|Five countries abstained from voting in favour of the UNSC resolution calling for a no-fly zone in Libya [AFP]
Now that the United Nations Security Council resolution for a no-fly zone has been passed, how will it be implemented?
The UNSC Resolution 1973 has made it legal for the international community to protect the Libyan people from Muammar Gaddafi's lethal and excessive force - by, among other things, imposing a no-fly zone and carrying out military strikes and other military action short of occupation.
However, the overzealousness of certain Western powers like Britain, France and, as of late, the US, to interpret the resolution as an open-ended use of force, is worrisome. With their long history of interference and hegemony in the region, their political and strategic motivation remains dubious at best. Likewise, their rush to use air force individually or collectively could prove morally reprehensible - even if legally justified - if they further complicate the situation on the ground.
This sounds like 'damned if they do, damned if they don't'?
Well, the onus is on these Western powers to prove that their next move and actions are based on a strictly humanitarian basis and are not meant as a down payment for longer-term interference in Libyan and regional affairs.
They need to demonstrate how their 'change of heart' from supporting the Gaddafi dictatorship over several years to condemning him as a war criminal and acting to topple him, is not motivated by more of the same narrow national and Western strategic interest.

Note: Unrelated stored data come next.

PR #57, opened 2019-04-13
Alisina-Hotel-Proj

Alisina92:
I have done it

### DIFF
--- a/src/App.js
+++ b/src/App.js
@@ -12,22 +12,23 @@ class App extends Component {
     return (
       <div className="App">
         <Heading />
-
-        <TouristInfoCards
-          image="https://i.ytimg.com/vi/c8Sa0l98UB4/maxresdefault.jpg"
-          city="London"
-          link="http:/www.visitlondon.com"
-        />
-        <TouristInfoCards
-          image="https://www.visitbritain.org/sites/default/files/styles/large/public/vb-corporate/Images/basic-page/top-attractions-500x200_0.jpg?itok=eA8FDRfQ"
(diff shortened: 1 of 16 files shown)


src/App.js
```diff
@@ -3,14 +3,40 @@ import React, { Component } from "react";
...
 
+import Footer from "./Footer";
 class App extends Component {
   render() {
     return (
       <div className="App">
-        <header className="App-header">CYF Hotel</header>
+        <Heading />
+
+        <TouristInfoCards
```
40thieves: This component name implies that it shows multiple cards but it only shows one. I would probably rename your existing component to `TouristInfoCard` (no "s" at the end) and then create another component named `TouristInfoCards` which renders all 3 of the cards.

src/Button.js
```diff
@@ -0,0 +1,7 @@
+import React from "react";
+
+const Button = () => {
+  return <button className="btn btn-primary">Search IDs</button>;
```
40thieves: Could we improve this component a bit by making it reusable? Right now if we tried to show this component elsewhere in the app then it would still show "Search IDs". How could we change this component so that it can be used in other parts of our app?

src/TouristInfoCards.js
```diff
@@ -0,0 +1,16 @@
+import React from "react";
+
+const TouristInfoCards = props => {
+  return (
+    <div class="card" style={{ width: "18rem" }}>
```
40thieves: Remember that when writing React components we have to convert them to use `className` not `class`

PR #58, opened 2019-04-13
Mussie-CYF-Hotel-Lesson1

Mussie14:


NajlaSoltana:
I like your design and the pictures you choose, especially the logo you've created. you are a designer!!

Mussie14:
final

src/App.js
```diff
@@ -1,16 +1,45 @@
-import React, { Component } from "react";
+import React, { Component } from 'react';
+
+import Heading from './Heading';
+import TouristInfoCards from './TouristInfoCards';
+import Bookings from './Bookings';
+import Restaurant from './Restaurant';
+import Footer from './Footer';
+import './App.css';
+import './grid.css';
```
40thieves: It's a little thing but I like the spacing & organisation here 👍

src/App.js
```diff
@@ -1,16 +1,45 @@
...
 
 class App extends Component {
   render() {
     return (
       <div className="App">
-        <header className="App-header">CYF Hotel</header>
+        <Heading />
         <Bookings />
+       <div className='row'>
+        <TouristInfoCards
```
40thieves: `TouristInfoCards` (with an "s" at the end) implies that this component shows multiple cards, but in fact it just shows 1.

I would either rename it to be singular or (even better I think) rename them to be singular and also extract out showing all three cards to another component named `TouristInfoCards`

src/Button.js
```diff
@@ -0,0 +1,18 @@
+import React from "react";
+
+function Button() {
+
+    return(
+        <div className="search-row">
+            <input
```
40thieves: This isn't quite right I think - the component is named "Button" but it also includes the input box and the wrapping div.

src/Search.js
```diff
@@ -13,11 +14,10 @@ const Search = () => {
             <div className="search-row">
               <input
                 type="text"
-                id="customerName"
                 className="form-control"
-                placeholder="Customer Id"
+                placeholder="Coustomer ID"
               />
-              <button className="btn btn-primary">Search IDs</button>
+              <Button content="search IDs" />
```
40thieves: Here we're passing a `content` prop but it's not being used in the component at all. (You can test this by changing it to be `content="This doesn't show!"`).

How could we fix that?

src/TouristInfoCards.js
```diff
@@ -0,0 +1,19 @@
+import React from 'react';
+
+const TouristInfoCards = props => {
+  return (
+    <div className="xs-col-12 sm-col-4">
+      <div class="card" style={{ width: '18rem' }}>
```
40thieves: You've got the one above correct, but remember that you have to use `className` instead of `class` when using React!

src/Orders.js
```diff
@@ -0,0 +1,32 @@
...
+    super(props);
+    this.state = {
+      order: 0
+    };
+  }
+
+  addOrder = () => {
+    this.setState(previousState => {
+      return {
+        order: previousState.order + 1
```
40thieves: Great! Well done :)

src/Restaurant.js
```diff
@@ -1,17 +1,19 @@
...
-};
+class Restaurant extends Component {
+  render() {
+    const pizzas = 0;
+    return (
+      <div>
+        <h3>Restaurant Orders</h3>
+        <ul>
+          <Orders orderType="Pizzas" />
+          <Orders orderType="Salads" />
```
40thieves: Can you see how making our component reusable (but configurable via props) is really useful?

src/SearchResults.js
```diff
@@ -0,0 +1,63 @@
...
+  }
+
+  toggle = e => {
+    
+    console.log('click')
+    let line = e.target.parentNode.id;
+    this.setState(previousState => ({
+      lineId: line
+    }));
+  e.target.parentNode.style.backgroundColor = 'lightblue';
```
40thieves: This is something that you have to be careful about in React: you're directly manipulating the DOM. This is potentially a problem because now React doesn't know that your change is deliberate and will wipe away your change next time your render (anywhere in the app). Your manual DOM change is in the "real DOM", but not in React's virtual DOM and so it removes your manual change.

Unfortunately, the Libyan dictator's statements and actions (and his recent cynical and contradictory threats and appeals) have played into Western hands, making it impossible for Libyans, like Tunisians and Egyptians before them, to take matters into their own hands.
Those who abstained at the UN Security Council, including Germany, India and Brazil, wanted to co-operate in charting a brighter future for Libya, but are also suspicious of the overzealous French and British eagerness to jump into a Libyan quagmire with firepower.

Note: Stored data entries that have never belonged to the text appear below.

PR #59, opened 2019-04-13
najla-hotel-project

NajlaSoltana:
job done!!

### DIFF
--- a/src/App.js
+++ b/src/App.js
@@ -1,16 +1,40 @@
 import React, { Component } from "react";
 
+
 import Bookings from "./Bookings";
 import Restaurant from "./Restaurant";
+import Heading from "./Heading";
+import TouristInfoCards from "./TouristInfoCards";
+import Footer from "./Footer";
 import "./App.css";
 
 class App extends Component {
   render() {
     return (
       <div className="App">
+        <Heading />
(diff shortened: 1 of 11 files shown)


src/App.js
```diff
@@ -1,16 +1,40 @@
...
 
 class App extends Component {
   render() {
     return (
       <div className="App">
+        <Heading />
         <header className="App-header">CYF Hotel</header>
+        
         <Bookings />
+        <TouristInfoCards
```

src/Button.js
```diff
@@ -0,0 +1,7 @@
+import React from "react";
+
+function Button() {
+  return  <button className="btn btn-primary">Search IDs</button>
```
40thieves: How could we make this component more reusable? Right now it will always show "Search IDs" as the button text. Which isn't very useful if we wanted to use it somewhere else in the app. How could we change this so that it can be reused in multiple different places?

src/TouristInfoCards.js
```diff
@@ -0,0 +1,19 @@
+import React from "react";
+
+const TouristInfoCards = props => {
+    return (
+        <div class="card" style={{ width: "18rem" }}>
```
40thieves: Remember that when writing a React application you have to convert `class` to `className`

What then should Libyans, Arabs and other interested global powers do to help Libya avoid a terrible escalation to violence or a major humanitarian disaster?

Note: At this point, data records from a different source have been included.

PR #60, opened 2019-04-13
nina-hotel-project

Ninaa117:
:)

### DIFF
--- a/src/App.js
+++ b/src/App.js
@@ -1,16 +1,47 @@
 import React, { Component } from "react";
-
+import Heading from "./Heading";
 import Bookings from "./Bookings";
 import Restaurant from "./Restaurant";
+import TouristInfoCards from "./TouristInfoCards";
+import SearchResults from "./SearchResults";
+import Footer from "./Footer";
 import "./App.css";
 
 class App extends Component {
   render() {
     return (
       <div className="App">
-        <header className="App-header">CYF Hotel</header>
+        <Heading />
         <Bookings />
+        <TouristInfoCards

Now that the international community has given the Libyan revolutionaries a protective umbrella that includes a full range of military and humanitarian actions, it is incumbent upon the Libyan opposition to mobilise for mass action in every city and town both in the east and west and challenge the regime's militias.
As the Libyan regime loses its civilian, tribal and international legitimacy, so will his security base be shaken over the next few days and weeks.
In fact, if the Libyan revolutionaries avoid complacency and exploit their newly gained legitimacy and protection in order to work more closely with their Arab neighbours and to demonstrate their political and popular weight in the country, the regime could very well implode from within.
The most effective and constructive way to use the newly mandated use of force by the UN Security Council is to use as little of it, as accurately, as selectively as possible, and ideally not use it at all. It is still possible for the threat of the use of international force, coupled with domestic popular pressure, to bring down the weakened regime.
An escalation to an all out war is in no one's interest, especially Libya's.